Apropos of nothing, I was listening to a podcast today which made the (obvious, but important) point that the Palestinians have been using the language of colonization to describe their struggle for the last 50 years. That argument presupposes that if you can make things miserable enough for the colonial power, they will eventually give up and go home. The argument ignores, however, the reality that the Israelis – even if they were colonizers 75 years ago – literally don’t have anywhere to go back to. So the strategy of “make life miserable and they’ll leave” is fundamentally misplaced vis-a-vis the Israelis. It’s also fundamentally misplaced vis-a-vis the Palestinians, who have worn out whatever welcome they might have had from the surrounding nations over the last 70 years by promoting coups (Jordan), fostering civil war (Lebanon), and promoting instability (Egypt). They’re just stuck with each other, and neither government seems to have any sort of solution shy of extermination.

Some of them Yemeni chicks got nice houthis

This is my view.

Imagine mobsters do something horrible and you know about it. They know where you and your family live. You have no weapons. There are no police (or they’re also the police). What do you do when someone asks you about Horrible Thing? You say whatever the mobsters want you to say about it.

Hell, people do this in a world where they can be armed and call the FBI and actually expect a response.

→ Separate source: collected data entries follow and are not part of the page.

PR #8309, opened 2025-09-09
fix: correct typo on logs

leopic:
## What changed?
Fixing minor typo on the word namespace.

## Why?
Because it was wrong and now it's right.

## How did you test it?
- [ ] built
- [ ] added new unit test(s)
- [x] I didn't 😬

## Potential risks
Not sure there are any.


common/persistence/visibility/visiblity_manager_metrics.go
```diff
@@ -122,7 +122,7 @@ func (m *visibilityManagerMetrics) ListWorkflowExecutions(
 		m.logger.Warn("List query exceeded threshold",
 			tag.NewDurationTag("duration", elapsed),
 			tag.NewStringTag("visibility-query", request.Query),
-			tag.NewStringerTag("namepsace", request.Namespace),
+			tag.NewStringerTag("Namespace", request.Namespace),
```
yycptt: make it lower case?

yycptt (approved):
Thanks for the contribution!

common/persistence/visibility/visiblity_manager_metrics.go
leopic: Updated!

PR #8310, opened 2025-09-09
Add metrics for data loss events

prathyushpv:
## What changed?
Add metrics for dataloss events that containe workflowID, runID and namespaceID.
This metric will only be emitted if config `system.enableDataLossMetrics` is enabled.

## Why?
To find affected workflow runs if there are any dataloss errors.

## How did you test it?
- [x] built
- [ ] added new unit test(s)

### DIFF
--- a/common/metrics/metric_defs.go
+++ b/common/metrics/metric_defs.go
@@ -1027,6 +1027,11 @@ var (
 		"dlq_message_count",
 		WithDescription("The number of messages currently in DLQ."),
 	)
+	DataLossCounter = NewCounterDef(
+		"data_loss_errors",
+		WithDescription("Total number of data loss errors encountered. This is a high cardinality metrics that is only"+
+			"emitted when system.enableDataLossMetrics is enabled. Only enable this if metrics system can handle it's cardinality"),
+	)
 	ReadNamespaceErrors                     = NewCounterDef("read_namespace_errors")
 	RateLimitedTaskRunnableWaitTime         = NewTimerDef("rate_limited_task_runnable_wait_time")
 	CircuitBreakerExecutableBlocked         = NewCounterDef("circuit_breaker_executable_blocked")
--- a/common/metrics/metric_defs.go
+++ b/common/metrics/metric_defs.go
@@ -1029,8 +1029,8 @@ var (
 	)
 	DataLossCounter = NewCounterDef(
 		"data_loss_errors",
-		WithDescription("Total number of data loss errors encountered. This is a high cardinality metrics that is only"+
-			"emitted when system.enableDataLossMetrics is enabled. Only enable this if metrics system can handle it's cardinality"),
+		WithDescription("Total number of data loss errors encountered. This is a high cardinality metrics that has namespace, workflowID and runID tags."+
+			"It is only emitted when system.enableDataLossMetrics is enabled. Only enable this if metrics system can handle it's cardinality"),
 	)
 	ReadNamespaceErrors                     = NewCounterDef("read_namespace_errors")
 	RateLimitedTaskRunnableWaitTime         = NewTimerDef("rate_limited_task_runnable_wait_time")
--- a/common/persistence/client/fx.go
+++ b/common/persistence/client/fx.go
@@ -52,6 +52,7 @@ type (
 		Logger                             log.Logger
 		HealthSignals                      persistence.HealthSignalAggregator
 		DynamicRateLimitingParams          DynamicRateLimitingParams
+		EnableDataLossMetrics              dynamicconfig.BoolPropertyFn
 	}
 
 	FactoryProviderFn func(NewFactoryParams) Factory
@@ -74,6 +75,7 @@ var Module = fx.Options(
 	fx.Provide(HealthSignalAggregatorProvider),
 	fx.Provide(persistence.NewDLQMetricsEmitter),
 	fx.Provide(EventBlobCacheProvider),
+	fx.Provide(EnableDataLossMetricsProvider),
 )
 
 func ClusterNameProvider(config *cluster.Config) ClusterName {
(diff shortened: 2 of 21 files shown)


common/metrics/metric_defs.go
```diff
@@ -1027,6 +1027,11 @@ var (
 		"dlq_message_count",
 		WithDescription("The number of messages currently in DLQ."),
 	)
+	DataLossCounter = NewCounterDef(
+		"data_loss_errors",
+		WithDescription("Total number of data loss errors encountered. This is a high cardinality metrics that is only"+
```
yycptt: nit: maybe mentioned the tags here?

prathyushpv: right. Added that.

prathyushpv:
> Ideally all persistence api should emit this metric on dataloss, but looks like we are just applying it to selected apis right now. so even if we lack codegen today for persistence clients it should still be doable and the complexity should be similar to what you have in this PR?

Yes. That makes sense. I have moved it to persistence rate limited clients. There are a few places in getWorkflowExecution history where we validate history events and return dataloss outside persistence layer. I have kept the code to emit metrics from those places.

common/persistence/client/fx.go
```diff
@@ -52,6 +52,7 @@ type (
 		Logger                             log.Logger
 		HealthSignals                      persistence.HealthSignalAggregator
 		DynamicRateLimitingParams          DynamicRateLimitingParams
+		EnableDataLossMetrics              dynamicconfig.BoolPropertyFn
```
yycptt: nit: may want to define a separate type for fx injection...

common/persistence/metrics.go
```diff
@@ -0,0 +1,26 @@
...
+
+import (
+	"go.temporal.io/server/common/metrics"
+)
+
+const (
+	WorkflowIDTagName = "workflow_id"
+	RunIDTagName      = "run_id"
+	ErrorTagName      = "error"
+)
```
yycptt, line 11: nit: is it intentional to define them here instead of in `metrics/tag.go`?

service/history/api/getworkflowexecutionhistory/api.go
```diff
@@ -242,13 +244,31 @@ func Invoke(
 				}
 				// GetHistory func will not return empty history. Log workflow details if that is not the case
 				if len(history.Events) == 0 {
+					ns, err := shardContext.GetNamespaceRegistry().GetNamespaceName(namespaceID)
+					if err != nil {
+						shardContext.GetLogger().Error("failed to get namespace name from namespace ID for emitting data loss metric",
+							tag.WorkflowNamespaceID(namespaceID.String()))
+					}
```
yycptt: namespace name should be available from the request? `request.Request.GetNamespace()`

service/history/api/get_history_util.go
```diff
@@ -35,7 +36,28 @@ func GetRawHistory(
...
+					execution.GetWorkflowId(),
+					execution.GetRunId(),
+					"GetRawHistory",
+					retError,
+				)
+			}
+		}
+	}()
+
 	shardID := common.WorkflowIDToHistoryShard(namespaceID.String(), execution.GetWorkflowId(), shardContext.GetConfig().NumberOfShards)
```
yycptt: not related to this PR but shardID can be retrieved from shardContext directly

service/history/api/get_history_util.go
```diff
@@ -35,7 +36,28 @@ func GetRawHistory(
...
-) ([]*commonpb.DataBlob, []byte, error) {
+) (_ []*commonpb.DataBlob, _ []byte, retError error) {
+	defer func() {
+		var dataLossErr *serviceerror.DataLoss
+		if errors.As(retError, &dataLossErr) {
+			ns, err := shardContext.GetNamespaceRegistry().GetNamespaceName(namespaceID)
+			if err != nil {
+				shardContext.GetLogger().Error("failed to get namespace name from namespace ID for emitting data loss metric",
+					tag.WorkflowNamespaceID(namespaceID.String()))
+			}
```
yycptt: nit: I think callers (the api handlers) can specify namespace name.

service/history/api/get_history_util.go
```diff
@@ -233,10 +268,37 @@ func GetHistoryReverse(
...
-) (*historypb.History, []byte, int64, error) {
+) (history *historypb.History, token []byte, lastFirstTransactionID int64, retError error) {
+	ns, err := shardContext.GetNamespaceRegistry().GetNamespaceName(namespaceID)
+	if err != nil {
+		return nil, nil, 0, err
+	}
+
+	defer func() {
+		var dataLossErr *serviceerror.DataLoss
+		if errors.As(retError, &dataLossErr) {
```
yycptt: shall we check for SerializationError here as well?

common/persistence/persistence_metrics_clients_test.go
yycptt, line 1: 👍

yycptt (approved):

common/persistence/metrics.go
prathyushpv: Yeah, I did not want any other metrics to accidently use these tags, or someone else to later think that these are valid tags for metrics. That is why I defined them separately here.

service/history/api/getworkflowexecutionhistory/api.go
prathyushpv: Thanks! changed code to use that.

service/history/api/get_history_util.go
prathyushpv: do you mean pass both name and ID from the caller?  We need namespace ID anyways in caller and this function.

common/persistence/client/fx.go
prathyushpv: Done!

service/history/api/get_history_util.go
prathyushpv: Yes. We are doing that in other function. Added that.

PR #8317, opened 2025-09-12
Add service specific dial options in rpc factory

awln-temporal:
### What changed?
This change introduces options for custom dial options per Service Name. No behavior will change in OSS temporal.

### How did you test it?
Link to a test plan if any -
- [X] Unit Tests
- [ ] Staging
- [X] End to End Tests


common/rpc/rpc.go
```diff
@@ -237,7 +240,8 @@ func (d *RPCFactory) createInternodeGRPCConnection(hostName string, serviceName
 			return nil
 		}
 	}
-	c := d.dial(hostName, tlsClientConfig, d.getClientKeepAliveConfig(serviceName))
+	additionalDialOptions := append([]grpc.DialOption{}, d.serviceDialOptions[serviceName]...)
```
yycptt: we need to have a story when someone specifies `serviceDialOptions` that uses FrontendService as the key. `createInternodeGRPCConnection` is only used for history & matching client I think.

yycptt: nit: probably also need to handle `d.serviceDialOptions` == nil case.

common/rpc/rpc.go
```diff
@@ -68,20 +69,22 @@ func NewFactory(
 	frontendHTTPPort int,
 	frontendTLSConfig *tls.Config,
 	dialOptions []grpc.DialOption,
+	serviceDialOptions map[primitives.ServiceName][]grpc.DialOption,
```
yycptt: nit: personal preference. Feel free to ignore.
```suggestion
	commonDialOptions []grpc.DialOption,
	perServiceDialOptions map[primitives.ServiceName][]grpc.DialOption,
```

yycptt:
Please do not link internal tickets/PRs in OSS

common/rpc/rpc.go
awln-temporal: Yea, I will add the same behavior for FrontendServices. As for the nil case, golang handles nil variadic objects, there shouldn't be any issues if serviceDialOption is not set.

common/resource/fx.go
```diff
@@ -385,7 +392,7 @@ func FrontendHTTPClientCacheProvider(
 	return cluster.NewFrontendHTTPClientCache(metadata, tlsConfigProvider)
 }
 
-func getFrontendConnectionDetails(
+func GetFrontendConnectionDetails(
```
yycptt: nit: no longer need to export this?

awln-temporal: yea, will update along with unit tests

PR #8324, opened 2025-09-15
Changed nexus executor failure source to use correct context.

fretz12:
## What changed?
- Changed failure source to use correct context.
- Handled request timeouts avoid exposing internal info to user. 

## Why?
In the nexus executor, the ctx when setting the failure source is not using the call ctx, but the original request context. This should be switched to use the call ctx for consistency. 
During executor request timeouts, we should not expose internal info to the user. To address it, we are setting a new error with a message that doesn't contain  such info.

## How did you test it?
- [X] built
- [ ] added new unit test(s)

### DIFF
--- a/components/nexusoperations/executors.go
+++ b/components/nexusoperations/executors.go
@@ -32,6 +32,7 @@ import (
 
 var ErrOperationTimeoutBelowMin = errors.New("remaining operation timeout is less than required minimum")
 var ErrInvalidOperationToken = errors.New("invalid operation token")
+var errRequestTimedOut = errors.New("request timed out")
 
 // ClientProvider provides a nexus client for a given endpoint.
 type ClientProvider func(ctx context.Context, namespaceID string, entry *persistencespb.NexusEndpointEntry, service string) (*nexus.HTTPClient, error)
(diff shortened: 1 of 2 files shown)


components/nexusoperations/executors.go
```diff
@@ -408,27 +409,33 @@ func (e taskExecutor) handleStartOperationError(env hsm.Environment, node *hsm.N
 	var handlerErr *nexus.HandlerError
 	var opFailedErr *nexus.OperationError
 
-	if errors.As(callErr, &opFailedErr) {
+	switch {
```
fretz12, line 412: FYI refactored to address `max-control-nesting: control flow nesting exceeds 5`

components/nexusoperations/executors.go
```diff
@@ -408,27 +409,33 @@ func (e taskExecutor) handleStartOperationError(env hsm.Environment, node *hsm.N
...
+	case errors.As(callErr, &opFailedErr):
 		return handleOperationError(node, operation, opFailedErr)
-	} else if errors.As(callErr, &handlerErr) {
+	case errors.As(callErr, &handlerErr):
+		// The StartOperation request got an unexpected response that is not retryable, fail the operation.
+		// Although Failure is nullable, Nexus SDK is expected to always populate this field
 		if !handlerErr.Retryable() {
```
bergundy:
```suggestion
	case errors.As(callErr, &handlerErr) && !handlerErr.Retryable():
		// The StartOperation request got a non-retryable handler error, fail the operation.
```

bergundy: This suggestion won't apply as is because of the extra closing brace below but GH wouldn't let me add a suggestion on deleted lines.

fretz12: Used your suggestion.

PR #8325, opened 2025-09-15
Use locally installed protoc plugins

stephanos:
## What changed?

~Enforce `temporal/cmd/tools/protogen` to set the PATH to point to the locally installed tools in `.bin`.~

Enforce `temporal/cmd/tools/protogen` to use locally installed protoc plugins.

## Why?

Without this, it will use whatever is on the PATH; which might not be the same as in `.bin`.

## How did you test it?
- [ ] built
- [ ] added new unit test(s)

Without this change, I get different `.pb.go` files emitted as my global proto-gen-go is used.

### DIFF
--- a/Makefile
+++ b/Makefile
@@ -214,10 +214,8 @@ WORKFLOWCHECK := $(LOCALBIN)/workflowcheck-$(WORKFLOWCHECK_VER)
 $(WORKFLOWCHECK): | $(LOCALBIN)
 	$(call go-install-tool,$(WORKFLOWCHECK),go.temporal.io/sdk/contrib/tools/workflowcheck,$(WORKFLOWCHECK_VER))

Also this. Statistically very few people saw anything.

This seems an accurate view. Certainly some people knew something was up, but I also don’t expect anyone who loves their family to say shit about it.

Cutting off the supplies of a hospital for long periods is always going to end up with people asking questions, especially when people died.

I see a lot of people, here and online, talk about Hamas and their hostage taking/human shield stuff and usually it’s a matter of “well you can’t do nothing,” which I agree with. But also, you can’t just kill the hostages. Like let’s say a deranged gunman shoots up a bakery, flees and barricades himself in your home. The expectation is that the cops are going to try to arrest or kill him and try to do it in a way that doesn’t also kill you. If they say, run a hose to the house and fill it with Carbon Monoxide, people are going to, rightfully imo, be more than a little upset. Now if they attempt a breach and the gunman shoots you? A lot less upset. If they blow up your house with you inside because “well he’s just gonna kill more people if he gets away anyway,” I’d imagine those cops would be in a cell someplace talking to their lawyers.

My understanding is that hospitals are in a class where you need pretty hard evidence of direct usage of violence. Which maybe that exists, but taking a hostage there probably doesn’t qualify. Kind of like an ambulance. Near as I can tell you can be shooting, get hit, hop in an ambulance for care and be fine as long as you aren’t shooting from it. Which makes sense, because that’s what you want to happen on the battlefield for your own troops even if it seems a little crazy when you say it out loud.

Well, not when their thing is inevitably violence and degradation.
People like Bibi (and by extension the Israeli people since he keeps running the country all the time) have given up on any other solutions. There is no Israeli push to make life in Palestinian areas better or to stop settlers or even the IDF from doing horrible shit to people. They gave up on hearts and minds and a coherent strategy a long time ago. Now it’s just punitive measures and cruelty, which they thought would work fine until they got caught with their pants down.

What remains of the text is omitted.